PR #17964, opened 2024-11-05
fix: definition tooltip breaks with large text

### LINKED ISSUE #17848: Definition tooltip : tooltip and the caret icon is not aligned when used in larger texts
When we use Definition tooltip for larger texts and set `align` to `bottom-right | bottom-left` , the tooltip content is aligned accordingly , but the caret icon remains at the centre.

Image

preetibansalui:
Closes #17848 

Definition Tooltip breaks with large text

#### Changelog

1. Update default `align` value to `bottom` instead of `bottom-start`
2. Added autoAlign prop

#### Testing / Reviewing

1. Go to Storybook > Definition Tooltip > Default
2. Hover on text, it should open the tooltip.


2nikhiltom (approved):
LGTM

Gururajj77 (approved):
Looks good!

laurenmrice (changes requested):
@preetibansalui When the `autoAlign` prop is set to True, the "bottom" alignment looks fine, but the "bottom-left" and "bottom-right" caret is visually off. I also think that if the user is choosing a "bottom-left" or "bottom-right" alignment, the tooltip container needs to be vertically flush with the definition text depending on which alignment is being used. 

Definition tooltip (auto align_ true)

---

- Also unrelated, but there seems to be some more spacing alignment bugs with some of the alignment options that is unrelated to this PR, and I can make a separate issue for that in our repo.

preetibansalui:
> @preetibansalui When the `autoAlign` prop is set to True, the "bottom" alignment looks fine, but the "bottom-left" and "bottom-right" caret is visually off. I also think that if the user is choosing a "bottom-left" or "bottom-right" alignment, the tooltip container needs to be vertically flush with the definition text depending on which alignment is being used.
> 
> Definition tooltip (auto align_ true)
> * Also unrelated, but there seems to be some more spacing alignment bugs with some of the alignment options that is unrelated to this PR, and I can make a separate issue for that in our repo.

Hey @laurenmrice , Sorry little confusion here. 
Do you want me to add a padding from left/right in case of `bottom-left` or `bottom-right` as you shown me in the image attached?

In that case will it be similar for `top-left` or `top-right` as well?

Also, do we have to tackle it in `tooltip component` as well to make consistency?

laurenmrice:
@preetibansalui

> Do you want me to add a padding from left/right in case of bottom-left or bottom-right as you shown me in the image attached?

When the tooltip container appears, it needs to align vertically flush with the beginning (bottom-left) or end (bottom-right) of the definition tooltip text on the page. If adding padding from left/right helps resolve that then yes.

> In that case will it be similar for top-left or top-right as well?

Yes, if that is possible to do for the `top-left` and `top-right` alignments then those could be adjusted as well with the same logic but on the top instead of the bottom.

> Also, do we have to tackle it in tooltip component as well to make consistency?

Would that be a separate PR from this? I see some spacing issues in the Tooltip component, but it's mostly around where the caret is being placed on the tooltip container.

guidari (commented):
Hey Preeti! 

I guess the caret is in the wrong position, right?

The design specs:
image

Here it is the deploy preview with `bottom-right`. It happens with the other postions like `bottom-left/right` and `top-left/right`

Screenshot 2025-01-16 at 11 28 39

preetibansalui:
> ens with the other postions

Hmm.. I think it's taking the tooltip to the position we are assigning, not sure about what logic it's applying to calculate the arrow position. Let me check how we are showing for other tooltip/popover with large target text.

packages/react/src/components/Popover/index.tsx
```diff
@@ -98,6 +98,11 @@ interface PopoverBaseProps {
    */
   align?: PopoverAlignment;
 
+  /**
+   * Will add padding value to arrow in case of bottom-left, bottom-right or top-left, top-right
+   */
+  arrowPadding?: number;
```
tay1orjones:
```suggestion
  caretPadding?: number;
```

This is minor, but the website docs exclusively refer to it as a caret and not an arrow.

packages/react/src/components/Popover/index.tsx
```diff
@@ -98,6 +98,11 @@ interface PopoverBaseProps {
    */
   align?: PopoverAlignment;
 
+  /**
+   * Will add padding value to arrow in case of bottom-left, bottom-right or top-left, top-right
```
tay1orjones: I think we should avoid specifying the deprecated alignment options. Keeping it experimental for now seems prudent, too. Maybe revising to something like this:

```suggestion
   * **Experimental**: Specify padding between the caret and the popover edge. 
   * This helps avoid the caret visually separating from Popovers with rounded 
   * corners when aligned bottom-start, bottom-end, top-start, or top-end.
```

packages/react/src/components/Tooltip/DefinitionTooltip.stories.js
```diff
@@ -50,11 +50,14 @@ export const Default = (args) => {
     <p>
       Custom domains direct requests for your apps in this Cloud Foundry
       organization to a{' '}
-      <DefinitionTooltip openOnHover definition={definition} {...args}>
-        URL
+      <DefinitionTooltip
+        openOnHover
+        autoAlign
```
tay1orjones: Using experimental props on default stories could be troublesome because devs use these as a snippet to copy/paste. A new `with autoAlign` story could be added instead that has the ability to scroll and validate the autoAlign functionality is working correctly.

packages/react/src/components/Toggletip/index.tsx
```diff
@@ -225,9 +225,9 @@ Toggletip.propTypes = {
   ]),
 
   /**
-   * Provide an offset value for alignment axis.
+   * Will add padding value to arrow in case of bottom-left, bottom-right or top-left, top-right
    */
-  alignmentAxisOffset: PropTypes.number,
+  arrowPadding: PropTypes.number,
```
tay1orjones: Mirror the `caretPadding` name change and updated prop/type comment from Popover to here

tay1orjones (changes requested):
A few small things I saw in the comments below. Does this fix the root issue of DefinitionTooltip's misplaced caret with long text _without_ having to turn on `autoAlign`?

packages/react/src/components/Popover/index.tsx
preetibansalui: Sounds good to me, changes applied as suggested.

packages/react/src/components/Tooltip/DefinitionTooltip.stories.js
preetibansalui: Made a separate story 'With Large Text'.

preetibansalui: Enabled the controls of this new story for testing purpose, will remove those controls before merge.

tay1orjones:
@preetibansalui just wanted to confirm this can be fixed without having to turn on `autoAlign`?

preetibansalui:
> @preetibansalui just wanted to confirm this can be fixed without having to turn on `autoAlign`?

let me take a look without autoAlign

preetibansalui:
> > @preetibansalui just wanted to confirm this can be fixed without having to turn on `autoAlign`?
> 
> let me take a look without autoAlign

Hey @tay1orjones, Looks like we can do it without autoAlign as well. I have pushed the changes. Thanks for the suggestion. Now it will work fine with/without autoAlign. In the storybook, I have not set autoAlign to true.

Will remove the controls of 'With Large Text' story before merge.

packages/react/__tests__/__snapshots__/PublicAPI-test.js.snap
```diff
@@ -9485,15 +9488,15 @@ Map {
         ],
         "type": "oneOf",
       },
-      "alignmentAxisOffset": Object {
-        "type": "number",
-      },
```
tay1orjones: Is this a breaking change?

packages/react/__tests__/__snapshots__/PublicAPI-test.js.snap
```diff
@@ -9485,15 +9488,15 @@ Map {
...
       "as": Object {
         "type": "elementType",
       },
       "autoAlign": Object {
         "type": "bool",
       },
+      "caretPadding": Object {
+        "type": "number",
+      },
```
tay1orjones: Is this still needed now that we have the css-based fix?

tay1orjones (approved):
LGTM! 🎉  Just need to remove the test story before merge

laurenmrice (approved):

##############################

- Work instructions:
Every line above that includes the string "bugs" needs to be copied.

- Written answer:
- Also unrelated, but there seems to be some more spacing alignment bugs with some of the alignment options that is unrelated to this PR, and I can make a separate issue for that in our repo.
> * Also unrelated, but there seems to be some more spacing alignment bugs with some of the alignment options that is unrelated to this PR, and I can make a separate issue for that in our repo.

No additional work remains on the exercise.